Algebraic hyperbolicity of very general surfaces

TL;DR

This paper completes the classification of algebraically hyperbolic surfaces in certain toric threefolds, introduces techniques for proving hyperbolicity, and extends results to hypersurfaces with group actions.

Contribution

It finalizes the classification of hyperbolic surfaces in specific toric threefolds and develops methods applicable to hypersurfaces with dense group actions.

Findings

Complete classification for several toric threefolds.

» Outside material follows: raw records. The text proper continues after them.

Issue #143, opened 2022-09-05
Random qvm shutdown


kennethrrosen:
I have set my mirage-firewall VM as the NetVM for each of my networked VMs. After sometime, the VM randomly shutsdown without warning. This happens rather consistently. I have the VM to start on boot. Once I restart the mirage-firewall VM, it generally doesn't crash again.

palainp:
Hi, thanks for your feedback, I've had something like this only once over the last few weeks and I couldn't reproduce it.

I currently have the same configuration: mirage-fw is the default netvm and is run at boot time. I had the crash when I lost my WiFi connection and I guess mirage-fw couldn't free up enough memory with packets still coming in, so the heap grows until mirage-fw fails to get fresh memory from solo5.

In order to validate this can you check in your log if you have a message like (`grep -C1 "Aborted" /var/log/xen/console/guest-mirage-test.log`):
```
Fatal error: out of memory
Aborted
Solo5: solo5_abort() called
```
The interesting part should be just above, my logs only shows the ARP message about a minute before.

I can see two easy tweaks to try to fix that:
- increase the memory given to mirage-fw (I don't like this because the low memory requirement is one of the goals of using mirage-fw)
- change the percentage of free memory when forcing the GC call (in https://github.com/mirage/qubes-mirage-firewall/blob/b0205f7dab9d7af5a0a2cdbd90fef10aeaf6cc07/memory_pressure.ml#L44 . After the GC call if we still have a less than 60% of free memory we may raise a `Memory_critical` to drop the NAT table in https://github.com/mirage/qubes-mirage-firewall/blob/b0205f7dab9d7af5a0a2cdbd90fef10aeaf6cc07/firewall.ml#L86)

If you're ok with the build system, can you try the test-memory branch on my repository?

kennethrrosen:
Apologies for the late reply. With a more detailed walkthrough I could try the test-memory branch, but for now I've slightly increased the memory given to mirage-fw. There have been no further crashes.

hannesm:
I'll close this issue, thanks for your information. If you have an answer or @palainp questions, don't hesitate to comment here :)

burghardt:
I catch this today. I experienced random aborts of firewall VM for few days. Looks like this is related to moderately heavy traffic (updating templates, opening multiple websites in tabs, etc.).
```
Fatal error: out of memory
Aborted
Solo5: solo5_abort() called
```
[...]

PR #147, opened 2022-09-13
Test memory

hannesm:
see dscussion in #143 /cc @palainp


palainp:
Thanks @hannesm for this PR.

With the change to `Xen_os.quick_stat()`, I expected to have some adjustments to make here. Do you think it might be useful to try `GC.compact()` instead of just `GC.full_major()` when the memory pressure test is triggered?

hannesm:
Hmm, do you mean `Gc.compact` is faster? It may be sufficient -- the main thing is that the major cycle finishes and finalizers are executed (to free up bigarray data) -- as far as I know.

At the same time, unless I'm wrong we're using the (default since 4.13) best-fit GC strategy, where compactions are not needed (but in any way, both Gc.compact and Gc.full_major do the major collection -- I'm not entirely sure what the difference is) -- do you observe speed-wise a huge difference?

palainp:
I haven't noticed any speed difference and the documentation warns that `Gc.compact` is slower (https://v2.ocaml.org/api/Gc.html#VALcompact). Thanks for reminding me that best-fit is now the default and that there is no need to compact, it's probably not worth investigating so much that idea.

hannesm:
merged as part of #149

PR #144, opened 2022-09-07
remove gui code, not needed anymore in Qubes 4.1

palainp:
This PR should fix #62 :)

PR #149, opened 2022-09-14
Next release

hannesm:
//cc @palainp this is a combination of #147 #142 #144, and also updates the opam-repository to mirage-qubes 0.9.3. I updated the sha256.

Would you mind to see whether you get the same result, and if yes, I'd be keen on merging this and cut a fresh 0.8.1 release.


palainp:
It's good to me! Thanks for the next release.
I got the same sha256, and the firewall starts correctly+support load as before.

PR #150, opened 2022-10-06
remove frameQ

palainp:
This update mainly removes code that is no longer needed:
- frameQ was used to limit the number of promises waiting to be delivered, and somehow it now works without that + it increases performance with tcp as it doesn't drop packets (which will have to be retransmitted)
- the nat table should no longer be dropped (and is capped at a lower value by default) as it should not grow without control these days (but we still need to call memory_pressure.status to GC from time to time)
- the firewall seems to have decent performance (according to local iperf tests) with only 32MB


config.ml
```diff
@@ -10,7 +10,7 @@ let table_size =
       ~doc:"The number of NAT entries to allocate."
       ~docv:"ENTRIES" ["nat-table-size"]
   in
-  let key = Key.Arg.opt ~stage:`Both Key.Arg.int 5_000 info in
+  let key = Key.Arg.opt ~stage:`Both Key.Arg.int 500 info in
```
hannesm, line 13: I suggest to remove this change from the patch.

hannesm:
In my_nat.ml, should we as well apply the diff:
```OCaml
diff --git a/my_nat.ml b/my_nat.ml
index 2652ff5..94cf790 100644
--- a/my_nat.ml
+++ b/my_nat.ml
@@ -64,15 +64,7 @@ let remove_connections t ports ip =
   ports.nat_icmp := Ports.diff !(ports.nat_icmp) (Ports.of_list freed_ports.Mirage_nat.icmp)
 
 let add_nat_rule_and_translate t ports ~xl_host action packet =
-  let apply_action xl_port =
-    Lwt.catch (fun () ->
-        Nat.add t.table packet (xl_host, xl_port) action
-      )
-      (function
-        | Out_of_memory -> Lwt.return (Error `Out_of_memory)
-        | x -> Lwt.fail x
-      )
-  in
+  let apply_action xl_port = Nat.add t.table packet (xl_host, xl_port) action in
   let rec aux ~retries =
     let nat_ports, dns_ports =
       match packet with
@@ -82,12 +74,6 @@ let add_nat_rule_and_translate t ports ~xl_host action packet =
     in
     let xl_port = pick_free_port ~nat_ports ~dns_ports in
     apply_action xl_port >>= function
-    | Error `Out_of_memory ->
-      (* Because hash tables resize in big steps, this can happen even if we have a fair
-         chunk of free memory. *)
-      Log.warn (fun f -> f "Out_of_memory adding NAT rule. Dropping NAT table...");
-      reset t ports >>= fun () ->
-      aux ~retries:(retries - 1)
     | Error `Overlap when retries < 0 -> Lwt.return (Error "Too many retries")
     | Error `Overlap ->
       if retries = 0 then (
```

config.ml
palainp: Ok I will! Thanks!

hannesm:
the proposed my_nat changes above are done in #151

hannesm:
thanks, merged via #152

PR #154, opened 2022-10-27
update to dns 6.4.0

hannesm:
There's an API change in dns-client (the function `connect` returns a tuple of protocols and flow), which we follow with this commit.


palainp:
It compiles and run fine here. I also have the same hash256. Ok to merge for me :)

PR #1335, opened 2020-11-05
Add Cirrus-CI integration

jkbonfield:


.cirrus.yml
```diff
@@ -0,0 +1,171 @@
+# Note we have a maximum of 16 CPUs available, so adjust our
+# builds so we can start all concurrently without needing to schedule.
+
+# Sadly though there is still a finite limit to MacOS X of one instance.
```
jmarshall, line 4: “macOS” is spelt thus nowadays (small m, no X, no space).

.cirrus.yml
```diff
@@ -0,0 +1,171 @@
...
+
+timeout_in: 10m
+
+#--------------------------------------------------
+# Template: htslib clone & build
+#
+# We try to clone htslib using the same branch name and owner as this
+# samtools branch.  If it exists, it's likely the user is making a
+# joint samtools+htslib PR and wants both checked in unison.
+# Failing that we use samtools/htslib:devel
```
jmarshall, line 15:
```suggestion
# Failing that we use samtools/htslib:develop
```

jkbonfield: Thanks.

Also I was hoping it'd work more like AppVeyor than Travis, but maybe I need a .cirrus dir with an updated script.  Will explore.  This PR is using samtools/htslib develop branch, not the cirrus-ci branch.  For me in my repos it "does the right thing" here.  Will explore more so expect a flurry of commits ;)

jkbonfield: Seems not possible.  Oh well, we had the same problem with Travis.  Env set or this PR:

```
CIRRUS_BASE_BRANCH=develop
CIRRUS_BRANCH=pull/1335
CIRRUS_REPO_FULL_NAME=samtools/samtools
CIRRUS_REPO_NAME=samtools
CIRRUS_REPO_OWNER=samtools
```

Lacking jkbonfield/samtools or my branch of cirrus-ci branch means it has no means to find the matching htslib branch.  In this case it's irrelevant, but often not (eg the two fastq branches).  Shame.  Only choice I could think of for fixing that, if we care, would be grokking the commit messages.

PR #1337, opened 2020-11-09
[cat] Fix the short option for the number of threads

### LINKED ISSUE #1336: Samtools cat option for threads (-@) is invalid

Development of techniques for proving algebraic hyperbolicity.

Extension of results to hypersurfaces with dense group actions.

Abstract

Recently, Haase and Ilten initiated the study of classifying algebraically hyperbolic surfaces in toric threefolds. We complete this classification for $\mathbb{P}^1 \times \mathbb{P}^1 \times \mathbb{P}^1$, $\mathbb{P}^2 \times \mathbb{P}^1$, $\mathbb{F}_e \times \mathbb{P}^1$ and the blowup of $\mathbb{P}^3$ at a point, augmenting our earlier work on $\mathbb{P}^3$. In the process, we codify several different techniques for proving algebraic hyperbolicity, allowing us to prove similar results for hypersurface in any variety admitting a group action with dense orbit.